Malle forces us to see the banality of evil and how even an unsophisticated patriotic boy like the apolitical Lucien, who is also not a thug or bigot, can accidentally join a Fascist group to act out his adolescent fantasies and go on an ugly power trip. We are reminded throughout the film that the kid gets irked when people talk down to him and he seems in need of finding a place to belong (his not too complicated expedient reason for joining the German occupiers). But the film goes astray in using unnecessary symbolism (for one, a telling named France) in making points that don’t need to be made with more weight since they were surely made during the unfolding of the straightforward story. What Malle can never do is convince us that the lover’s relationship was real or that someone as ignorant and cruel as Lucien could be like the mythical beast tamed by the beauty’s music, and in the end have a moral awakening where he even becomes heroic (a slap in the face to the Resistance fighters who were the real idealistic heroes). But it certainly zeroes in on the thuggish, bigoted and malevolent nature of the collaborators.

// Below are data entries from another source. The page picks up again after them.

PR #90, opened 2015-05-12
Call super in setUp.

cahrens:
@cpennington please review

Note that I haven't tried pulling this commit into edx-platform yet. I don't know if there is a risk of existing tests breaking.


cpennington:
:+1:

PR #91, opened 2015-05-13
Version 0.3.4

jzoldak:


jzoldak:
@clintonb 
FYI If you want to change your upstream reference that needed your basic auth fix - I created a new release, published to pypi.

clintonb:
Thanks!

PR #92, opened 2015-05-13
Enable linting on this repo and fix all pylint errors

jzoldak:
@clytwynec


bok_choy/browser.py
```diff
@@ -206,8 +206,7 @@ def _local_browser_class(browser_name):
     """
 
     # Log name of local browser
-    LOGGER.info(
-        "Using local browser: {0} [Default is firefox]".format(browser_name))
+    LOGGER.info("Using local browser: %s [Default is firefox]", browser_name)
```
clytwynec: In the platform, I thought we favored using `.format()`.   Will bok-choy not follow that?

clytwynec:
One question, but otherwise :+1:

bok_choy/browser.py
jzoldak: This does look like string formatting, but it's actually not. Confusing for sure.

The logger method call takes a format string, and optionally args and kwargs. See https://docs.python.org/2/library/logging.html#logging.Logger.debug

We used to be passing in only a fully-formed string as the msg. There's a newish pylint directive that tries to enforce that it's more optimal to pass in an actual format string and the arguments rather than using string formatting to compose the string either old school (%) or new school (.format) style ahead of time, because sometimes that calculation will be wasted. For example if you are passing stuff to Logger.info but you've configured the logger to only take action on CRITICAL level then the system need never format the string.

If that makes any sense.

clytwynec: Ok, I see. That makes sense.

PR #272, opened 2016-12-12
Spark 1825

Alexander198961:
fixed:
History is saved into Spark profile's root folder and history is the same for every xmpp user logged on that machine with same OS user. Granted, in most cases this is sufficient. But some users might have two separate xmpp accounts for separate tasks and would like to have separate history of broadcasts. So ideally history should be moved to user\user@server\transcripts and should only open a history of a particular xmpp user (minor).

The film’s main strength is Pierre Blaise, a non-actor, who acts naturally and is able to make his loathsome character seem like a monster you can hate but also might find in your heart a little sympathy for. The second reason is that the film isn’t preachy and allows you to make up your mind what you see going down. It’s an ambitious film that’s subject to be read in different ways by those so emotionally involved with France’s tragic past; how much you like it depends on how much you think the Lucien characterization is a poignant one that represents what the filmmaker was trying to say about the power structure.